* TASK ITEM: The required output is all lines below that contain the word "will".

* TASK MATERIAL:

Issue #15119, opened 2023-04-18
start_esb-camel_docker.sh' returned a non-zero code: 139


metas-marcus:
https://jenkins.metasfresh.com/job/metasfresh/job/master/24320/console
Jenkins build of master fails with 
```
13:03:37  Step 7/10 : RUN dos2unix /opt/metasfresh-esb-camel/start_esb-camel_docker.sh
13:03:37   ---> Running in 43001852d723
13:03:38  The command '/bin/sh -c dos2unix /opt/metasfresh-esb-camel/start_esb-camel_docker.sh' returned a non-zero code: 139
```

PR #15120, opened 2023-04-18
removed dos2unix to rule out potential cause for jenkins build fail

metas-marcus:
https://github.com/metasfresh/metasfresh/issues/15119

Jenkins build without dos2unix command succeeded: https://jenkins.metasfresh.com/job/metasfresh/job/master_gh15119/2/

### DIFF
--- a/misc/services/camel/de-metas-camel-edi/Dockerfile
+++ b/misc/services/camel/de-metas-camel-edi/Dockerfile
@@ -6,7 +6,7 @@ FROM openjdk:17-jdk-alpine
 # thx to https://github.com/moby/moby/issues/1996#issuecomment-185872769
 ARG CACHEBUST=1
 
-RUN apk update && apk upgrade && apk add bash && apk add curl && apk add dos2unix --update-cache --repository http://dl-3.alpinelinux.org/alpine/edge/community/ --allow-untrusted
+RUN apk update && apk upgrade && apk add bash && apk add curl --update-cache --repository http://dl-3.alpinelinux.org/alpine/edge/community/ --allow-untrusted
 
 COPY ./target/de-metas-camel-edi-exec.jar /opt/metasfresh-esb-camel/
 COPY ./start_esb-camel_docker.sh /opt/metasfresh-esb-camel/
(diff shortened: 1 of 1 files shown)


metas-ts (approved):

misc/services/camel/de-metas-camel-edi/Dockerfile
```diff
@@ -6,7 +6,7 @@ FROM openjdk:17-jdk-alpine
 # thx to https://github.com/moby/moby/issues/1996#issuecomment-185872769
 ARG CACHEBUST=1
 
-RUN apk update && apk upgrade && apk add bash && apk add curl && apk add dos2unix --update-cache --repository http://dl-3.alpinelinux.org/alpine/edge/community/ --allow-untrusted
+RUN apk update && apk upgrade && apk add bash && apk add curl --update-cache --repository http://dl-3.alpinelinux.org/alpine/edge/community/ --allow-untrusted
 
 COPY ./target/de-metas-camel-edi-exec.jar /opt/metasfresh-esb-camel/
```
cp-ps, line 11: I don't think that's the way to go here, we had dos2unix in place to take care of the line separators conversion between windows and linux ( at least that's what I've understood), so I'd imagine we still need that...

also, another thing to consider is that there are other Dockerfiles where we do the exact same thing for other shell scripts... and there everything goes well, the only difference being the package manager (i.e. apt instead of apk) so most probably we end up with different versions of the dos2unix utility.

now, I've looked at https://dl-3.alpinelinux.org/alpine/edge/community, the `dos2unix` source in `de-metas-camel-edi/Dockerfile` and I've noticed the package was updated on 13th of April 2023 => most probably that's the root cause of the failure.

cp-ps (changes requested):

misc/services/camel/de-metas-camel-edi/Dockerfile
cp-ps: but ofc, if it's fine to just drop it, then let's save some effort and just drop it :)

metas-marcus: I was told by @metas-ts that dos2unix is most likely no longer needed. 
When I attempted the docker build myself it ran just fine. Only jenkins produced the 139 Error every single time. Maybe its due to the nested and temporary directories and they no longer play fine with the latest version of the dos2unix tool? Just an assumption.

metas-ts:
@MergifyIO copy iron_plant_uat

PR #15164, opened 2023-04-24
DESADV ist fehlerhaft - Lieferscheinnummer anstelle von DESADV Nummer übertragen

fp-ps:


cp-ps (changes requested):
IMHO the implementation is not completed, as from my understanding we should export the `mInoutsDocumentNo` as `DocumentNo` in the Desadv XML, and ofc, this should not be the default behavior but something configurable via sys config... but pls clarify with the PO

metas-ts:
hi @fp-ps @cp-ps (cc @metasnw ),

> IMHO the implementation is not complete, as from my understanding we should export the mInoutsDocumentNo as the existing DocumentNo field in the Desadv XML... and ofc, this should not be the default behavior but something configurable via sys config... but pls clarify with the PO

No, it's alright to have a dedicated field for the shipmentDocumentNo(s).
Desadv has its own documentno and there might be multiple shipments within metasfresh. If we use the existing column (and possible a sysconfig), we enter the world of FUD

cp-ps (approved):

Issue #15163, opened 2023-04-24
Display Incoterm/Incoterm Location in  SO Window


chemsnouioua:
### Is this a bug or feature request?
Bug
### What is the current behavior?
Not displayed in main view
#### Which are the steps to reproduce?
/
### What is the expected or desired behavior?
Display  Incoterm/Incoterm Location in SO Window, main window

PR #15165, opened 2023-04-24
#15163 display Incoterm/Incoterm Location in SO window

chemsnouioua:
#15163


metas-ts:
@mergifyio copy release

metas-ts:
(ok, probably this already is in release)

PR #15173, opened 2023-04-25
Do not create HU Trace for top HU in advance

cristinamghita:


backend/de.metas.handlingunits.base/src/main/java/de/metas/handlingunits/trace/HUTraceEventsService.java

* * *

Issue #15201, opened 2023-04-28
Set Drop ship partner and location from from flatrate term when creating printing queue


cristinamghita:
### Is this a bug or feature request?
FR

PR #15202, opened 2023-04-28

---

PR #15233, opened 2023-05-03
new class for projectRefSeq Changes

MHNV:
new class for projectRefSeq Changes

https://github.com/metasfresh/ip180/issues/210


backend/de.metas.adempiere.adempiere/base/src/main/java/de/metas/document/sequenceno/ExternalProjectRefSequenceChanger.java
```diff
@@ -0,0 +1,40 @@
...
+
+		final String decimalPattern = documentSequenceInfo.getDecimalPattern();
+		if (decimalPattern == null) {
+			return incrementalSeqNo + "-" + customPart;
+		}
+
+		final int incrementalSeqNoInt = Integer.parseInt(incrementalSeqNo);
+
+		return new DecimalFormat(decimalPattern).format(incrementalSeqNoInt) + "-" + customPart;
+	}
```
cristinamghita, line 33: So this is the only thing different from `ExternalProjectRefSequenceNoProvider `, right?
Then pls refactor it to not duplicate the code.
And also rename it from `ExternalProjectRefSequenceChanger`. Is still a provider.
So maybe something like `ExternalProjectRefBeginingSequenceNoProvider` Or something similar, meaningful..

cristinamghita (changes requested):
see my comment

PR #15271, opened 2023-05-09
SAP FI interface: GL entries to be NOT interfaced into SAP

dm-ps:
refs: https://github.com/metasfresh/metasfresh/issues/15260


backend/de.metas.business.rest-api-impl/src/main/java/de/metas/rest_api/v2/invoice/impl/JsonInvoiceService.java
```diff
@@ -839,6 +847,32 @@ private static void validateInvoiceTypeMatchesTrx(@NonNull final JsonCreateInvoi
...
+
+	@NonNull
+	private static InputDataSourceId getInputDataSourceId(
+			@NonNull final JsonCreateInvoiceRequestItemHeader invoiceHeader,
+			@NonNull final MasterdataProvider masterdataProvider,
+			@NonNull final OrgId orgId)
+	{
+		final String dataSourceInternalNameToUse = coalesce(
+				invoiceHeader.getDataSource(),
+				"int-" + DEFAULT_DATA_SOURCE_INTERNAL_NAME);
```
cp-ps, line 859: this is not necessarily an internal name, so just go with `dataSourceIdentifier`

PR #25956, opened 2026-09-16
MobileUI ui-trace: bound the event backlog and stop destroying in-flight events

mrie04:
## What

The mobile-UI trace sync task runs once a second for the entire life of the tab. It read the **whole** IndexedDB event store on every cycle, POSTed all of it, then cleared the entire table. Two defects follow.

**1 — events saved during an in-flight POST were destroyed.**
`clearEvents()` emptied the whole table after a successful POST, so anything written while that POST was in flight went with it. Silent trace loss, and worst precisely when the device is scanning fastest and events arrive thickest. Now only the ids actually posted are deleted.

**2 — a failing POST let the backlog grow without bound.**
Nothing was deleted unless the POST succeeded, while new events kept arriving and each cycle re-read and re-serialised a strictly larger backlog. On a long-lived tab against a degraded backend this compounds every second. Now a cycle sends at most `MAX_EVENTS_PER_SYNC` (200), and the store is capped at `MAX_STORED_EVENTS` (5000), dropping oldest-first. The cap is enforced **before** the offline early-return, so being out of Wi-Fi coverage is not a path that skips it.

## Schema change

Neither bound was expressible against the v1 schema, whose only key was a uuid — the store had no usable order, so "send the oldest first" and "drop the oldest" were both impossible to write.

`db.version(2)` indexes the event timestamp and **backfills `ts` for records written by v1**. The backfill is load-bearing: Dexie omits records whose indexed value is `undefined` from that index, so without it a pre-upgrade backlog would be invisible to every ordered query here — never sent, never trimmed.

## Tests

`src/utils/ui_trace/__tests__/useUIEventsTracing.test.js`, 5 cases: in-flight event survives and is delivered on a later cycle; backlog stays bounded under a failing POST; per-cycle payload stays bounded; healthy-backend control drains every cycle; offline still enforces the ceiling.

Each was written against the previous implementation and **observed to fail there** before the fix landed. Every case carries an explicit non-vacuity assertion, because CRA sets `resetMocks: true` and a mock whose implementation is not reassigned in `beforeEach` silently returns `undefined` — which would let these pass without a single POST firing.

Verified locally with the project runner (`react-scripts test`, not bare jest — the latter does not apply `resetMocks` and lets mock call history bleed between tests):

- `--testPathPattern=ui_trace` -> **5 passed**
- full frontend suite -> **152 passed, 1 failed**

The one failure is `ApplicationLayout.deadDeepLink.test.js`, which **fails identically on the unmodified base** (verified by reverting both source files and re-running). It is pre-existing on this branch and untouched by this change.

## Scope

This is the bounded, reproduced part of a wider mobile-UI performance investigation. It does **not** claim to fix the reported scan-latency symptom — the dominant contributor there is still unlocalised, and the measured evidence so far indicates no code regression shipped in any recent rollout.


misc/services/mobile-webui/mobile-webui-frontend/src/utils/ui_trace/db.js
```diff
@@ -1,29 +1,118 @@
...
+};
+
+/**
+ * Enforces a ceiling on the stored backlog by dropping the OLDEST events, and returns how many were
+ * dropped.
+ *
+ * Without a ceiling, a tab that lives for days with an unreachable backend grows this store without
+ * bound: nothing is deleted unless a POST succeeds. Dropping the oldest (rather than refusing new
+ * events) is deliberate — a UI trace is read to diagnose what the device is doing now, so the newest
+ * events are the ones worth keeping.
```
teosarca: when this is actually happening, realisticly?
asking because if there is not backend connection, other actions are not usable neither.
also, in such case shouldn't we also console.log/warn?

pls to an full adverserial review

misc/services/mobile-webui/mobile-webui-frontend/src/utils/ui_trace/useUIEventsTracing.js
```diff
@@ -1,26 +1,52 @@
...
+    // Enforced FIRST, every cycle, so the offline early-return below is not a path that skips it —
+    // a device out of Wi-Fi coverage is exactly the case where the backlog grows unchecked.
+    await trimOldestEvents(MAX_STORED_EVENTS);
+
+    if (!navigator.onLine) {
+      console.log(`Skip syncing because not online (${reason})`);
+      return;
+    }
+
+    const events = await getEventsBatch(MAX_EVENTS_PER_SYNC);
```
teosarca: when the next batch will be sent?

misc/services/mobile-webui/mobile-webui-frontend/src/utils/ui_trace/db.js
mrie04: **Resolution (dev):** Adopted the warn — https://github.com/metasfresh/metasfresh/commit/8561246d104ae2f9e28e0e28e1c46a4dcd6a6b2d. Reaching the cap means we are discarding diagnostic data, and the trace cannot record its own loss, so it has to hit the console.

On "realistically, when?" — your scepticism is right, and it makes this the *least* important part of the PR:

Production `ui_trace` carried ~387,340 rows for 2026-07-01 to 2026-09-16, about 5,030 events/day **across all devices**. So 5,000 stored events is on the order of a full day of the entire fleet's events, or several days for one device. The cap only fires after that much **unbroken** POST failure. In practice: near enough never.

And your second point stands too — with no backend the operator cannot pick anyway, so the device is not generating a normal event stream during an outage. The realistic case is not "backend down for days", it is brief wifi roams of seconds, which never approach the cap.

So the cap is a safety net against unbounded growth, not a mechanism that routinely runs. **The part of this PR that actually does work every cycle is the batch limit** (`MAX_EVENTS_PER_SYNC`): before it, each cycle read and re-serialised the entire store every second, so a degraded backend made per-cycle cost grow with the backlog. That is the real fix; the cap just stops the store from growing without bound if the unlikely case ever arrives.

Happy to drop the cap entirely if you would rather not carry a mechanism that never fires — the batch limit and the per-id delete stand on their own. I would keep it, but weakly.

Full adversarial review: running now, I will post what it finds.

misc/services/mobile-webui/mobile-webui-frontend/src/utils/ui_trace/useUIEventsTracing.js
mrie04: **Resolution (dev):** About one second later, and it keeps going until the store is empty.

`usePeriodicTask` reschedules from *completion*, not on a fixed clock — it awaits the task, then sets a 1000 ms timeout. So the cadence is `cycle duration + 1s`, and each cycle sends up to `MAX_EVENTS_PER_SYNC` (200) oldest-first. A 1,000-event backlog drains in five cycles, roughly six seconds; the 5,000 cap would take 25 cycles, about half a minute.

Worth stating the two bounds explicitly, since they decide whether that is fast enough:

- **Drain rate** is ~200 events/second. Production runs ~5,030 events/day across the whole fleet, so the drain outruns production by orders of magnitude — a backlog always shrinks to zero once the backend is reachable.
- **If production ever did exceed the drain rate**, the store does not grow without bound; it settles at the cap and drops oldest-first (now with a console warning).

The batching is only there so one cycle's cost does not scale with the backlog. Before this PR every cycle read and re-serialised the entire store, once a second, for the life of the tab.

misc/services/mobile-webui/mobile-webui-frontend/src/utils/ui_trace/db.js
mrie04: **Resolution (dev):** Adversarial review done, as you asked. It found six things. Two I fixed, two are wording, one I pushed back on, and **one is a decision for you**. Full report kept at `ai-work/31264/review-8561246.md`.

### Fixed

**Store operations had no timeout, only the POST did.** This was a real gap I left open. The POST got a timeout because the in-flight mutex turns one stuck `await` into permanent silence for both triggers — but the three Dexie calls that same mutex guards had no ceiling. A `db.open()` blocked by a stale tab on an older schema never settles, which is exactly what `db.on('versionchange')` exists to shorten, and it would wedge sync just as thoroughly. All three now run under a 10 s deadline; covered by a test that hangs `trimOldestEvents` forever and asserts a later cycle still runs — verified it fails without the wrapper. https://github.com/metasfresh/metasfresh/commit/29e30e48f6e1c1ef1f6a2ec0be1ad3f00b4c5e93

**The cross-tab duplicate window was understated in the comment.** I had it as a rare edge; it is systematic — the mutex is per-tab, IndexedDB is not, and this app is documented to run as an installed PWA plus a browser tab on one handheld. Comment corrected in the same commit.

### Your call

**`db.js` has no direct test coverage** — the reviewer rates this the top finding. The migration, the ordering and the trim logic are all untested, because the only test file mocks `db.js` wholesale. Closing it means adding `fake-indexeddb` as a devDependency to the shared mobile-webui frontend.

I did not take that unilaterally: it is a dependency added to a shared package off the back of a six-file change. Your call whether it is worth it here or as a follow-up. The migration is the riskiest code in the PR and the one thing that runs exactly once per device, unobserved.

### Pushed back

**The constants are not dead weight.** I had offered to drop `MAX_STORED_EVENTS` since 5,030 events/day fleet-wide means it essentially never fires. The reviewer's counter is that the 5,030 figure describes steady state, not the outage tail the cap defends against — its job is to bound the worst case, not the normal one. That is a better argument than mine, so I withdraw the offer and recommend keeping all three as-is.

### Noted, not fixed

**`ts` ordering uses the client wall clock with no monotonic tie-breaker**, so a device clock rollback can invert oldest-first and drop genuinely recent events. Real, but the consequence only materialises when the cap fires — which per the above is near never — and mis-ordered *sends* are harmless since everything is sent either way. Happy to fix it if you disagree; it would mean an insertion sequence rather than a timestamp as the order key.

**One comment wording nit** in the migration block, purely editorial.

* SOLVED EXERCISE:
teosarca: when the next batch will be sent?
Full adversarial review: running now, I will post what it finds.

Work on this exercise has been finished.